PyPy is a Python interpreter written in Python. It claims to be faster than CPython for certain benchmark tests.
How can Python — not particularly known for its speed — interpret Python source code faster than an interpreter written in C?
Also, an interpreter written in Python sounds like a neat exercise, but what’s the point of doing this?
How can PyPy be faster?
How can a Python interpret Python source code faster than an interpreter written in C?
The short answer is it can’t. The long answer is that PyPy is actually two pieces of software:
- an interpreter
- a translator
The interpreter understands the full Python language. The interpreter is written in RPython (Restricted Python). RPython is statically typed which makes it easier to compile into more efficient code. This characteristic is very important for the next step.
The translator takes RPython code as its input and translates it to a lower language like C. Although the interpreter was originally written in Python (specifically RPython), the translator translates it to C which can be compiled into a much faster interpreter that could rival or even surpass CPython.
What’s the point of doing this in RPython?
Why not just code it in C like CPython?
The difference boils down to the perceived difference between hacking away at an interpreter written in RPython (PyPy) versus an interpreter written in C (CPython). The claim is that an interpreter coded in RPython allows for faster experimentation.
Can it rival CPython?
Can a Python interpreter based on RPython code translated into C rival or exceed the performance of CPython?

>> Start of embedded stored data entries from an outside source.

Issue #429, opened 2023-03-06
XTDB Out-of-memory Java heap space


zcrt:
**Describe the bug**
When running KAT 1.6.2 for a few days on multiple organisations, at some point the `findings` and `objects` pages become unreachable, resulting in `Server Error 500` after a timeout of multiple minutes.

**To Reproduce**
1. Run KAT 1.6.2 for a few days (with multiple organisations?)
2. Click on 'objects'
3. Enjoy `Server Error 500`

**Expected behavior**
KAT should quickly load the requested pages.

**OpenKAT version**
1.6.2

**Additional context**
In our case, it looked like the XTDB container crashed due to using more than 1GB of RAM, before its garbage could be properly collected.

Some logs:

At this moment (April 7, 2010), the answer is no. Default CPython bests its PyPy-C equivalent on just about every benchmark. On some benchmarks, the measurements are close. On others, CPython is clearly the winner by far.
This is false advertising!
How can PyPy claim to be faster?
…especially if CPython does better on most benchmarks.
The answer is JIT! The developers of PyPy created a JIT compiler for Python by adding a few hints to their RPython interpreter. The PyPy JIT compiler just-in-time compiles RPython code to native code which is why it’s able to get such fantastic speed gains when compared to CPython. PyPy-C-JIT crushes CPython on the majority of the speed tests at the PyPy Speed Center.
That doesn’t seem fair… Of course native code will be faster than interpreted code.
What if CPython is coupled with JITting?
Turns out PyPy still comes out ahead. CPython can be coupled with Psyco, a Python extension module that can JIT compile Python code. The Psyco JIT approach differs from the PyPy approach, because the former focuses on partial evaluation and the latter on tracing. I don’t know the difference yet (maybe another blog post?), but what we do know is this tracing JIT approach outperforms the Psyco approach.
So there it is… PyPy in a nutshell.
UPDATE: It seems I’m not the only one interested in PyPy’s claims. I came across a related thread on Stackoverflow: PyPy – How can it possibly beat CPython?
DISCLAIMER: I have not used PyPy — just very curious about the problems it solves.